What’s important to notice here is that I’m using the StopFilterFactory and the SynonymFilterFactory, which means you need to define a stopwords.txt and synonyms.txt file. For example, you can use the CoreNLP stopwords.txt file. An example of the synonyms.txt syntax can be found within the Solr GitHub project itself. These files have to be stored within the solr/core folder.

Additionally, if you want to properly debug what’s happening, you may want to change the indexed and stored attributes of the ignored_ field to true. This gives you a better overview of what happened behind the screens and what parsers were used:

<dynamicField name="ignored_*" type="text_general" indexed="true" stored="true"/>

If you’re using older versions of Solr, you may want to replace the solr.LongPointField and solr.DatePointField fields by solr.TrieLongField and solr.TrieDateField respectively.

Using Docker Compose

Configuring Docker compose happens through the configuration of a YAML file called docker-compose.yml. In my case, I’m going to use the official Solr image, make the 8983 port publicly available and bind two folders to the Docker container:

  1. ./solr/core to the /opt/solr/server/solr/markdown/ folder. I named my core “markdown” because I’ll use it to index Markdown files. If you want to name your core differently, feel free to do so. Make sure to change the ${solr.markdown.data.dir:} property within solrconfig.xml and the name attribute of the <schema> element within schema.xml as well.
  2. ./solr/libs to the /opt/solr/server/solr-cell/ folder. This location can be changed as well, but if you do so, you need to change the <lib> element of solrconfig.xml to match the new location.

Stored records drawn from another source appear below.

PR #499, opened 2024-07-10
Round-end graphic drop shadow

### LINKED ISSUE #472: Round-end graphics have a drop shadow
This would make then universally legible against brighter areas that occur on some maps.

Round end graphics being the "JINRAI WINS" text and "X captured the ghost" text for example.

nullsystem:
## Description

* Set graphics and fonts as non-additive so it doesn't fade on black
* Add 2px offset render behind main render
* Some bit of refactor in the class also

## Toolchain

## Linked Issues

* fixes #472

### DIFF
--- a/mp/game/neo/materials/vgui/hud/roundend_jinrai.vmt
+++ b/mp/game/neo/materials/vgui/hud/roundend_jinrai.vmt
@@ -1,0 +1,10 @@
+"UnlitGeneric"
+{
+	"$basetexture" "vgui\hud\roundend_jinrai"
+	"$translucent" 1
+	"$vertexcolor" 1
+	"$vertexalpha" 1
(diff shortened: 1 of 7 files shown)


AdamTadeusz (approved):
image 
image


Would be nice if the messages written by this util could also have a drop shadow, and the version number drops shadow is a little far from the text itself. The first might require more refactoring that is outside of the scope of this pr, and the second is not important since the version number will be removed / changed in the future to be less obtrusive anyway

nullsystem:
@AdamTadeusz 
1. Probably more of a question if people want drop shadow for the central text or not, so yeah not something I'll want to apply now currently. 
2. I think the short hash looked fine especially considering 1080p res, but again not something to bother about

VantoNortim (approved):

My Docker compose configuration looks like this:

version: '3.1'

services:
  solr:
    image: solr
    ports:
      - "8983:8983"
    volumes:
      - ./solr/core/:/opt/solr/server/solr/markdown/
      - ./solr/libs/:/opt/solr/server/solr-cell/

Running the project

To run the project, you can use the docker-compose up command. After a while, Solr should have been started. You can now take a look at the Solr dashboard at http://localhost:8983/solr which should have loaded your core:

Example of a Solr dashboard

Configuring Tika

If, for some reason you want to configure Tika using the XML configuration format, you can do this by adding a file called tika-config.xml to the solr/core/conf folder (next to solrconfig.xml and schema.xml). To load this configuration, you have to define another <initParams> element within solrconfig.xml:

<initParams path="/update/extract">
    <str name="tika.config">tika-config.xml</str>
</initParams>

This will properly load the Tika configuration file when Solr starts. For more configuration properties you can take a look at this Solr guide.

If you’re seeing this, it means you’re now running Solr in a containerized world! If you don’t see this, or you’re lazy, you can find the full code at GitHub.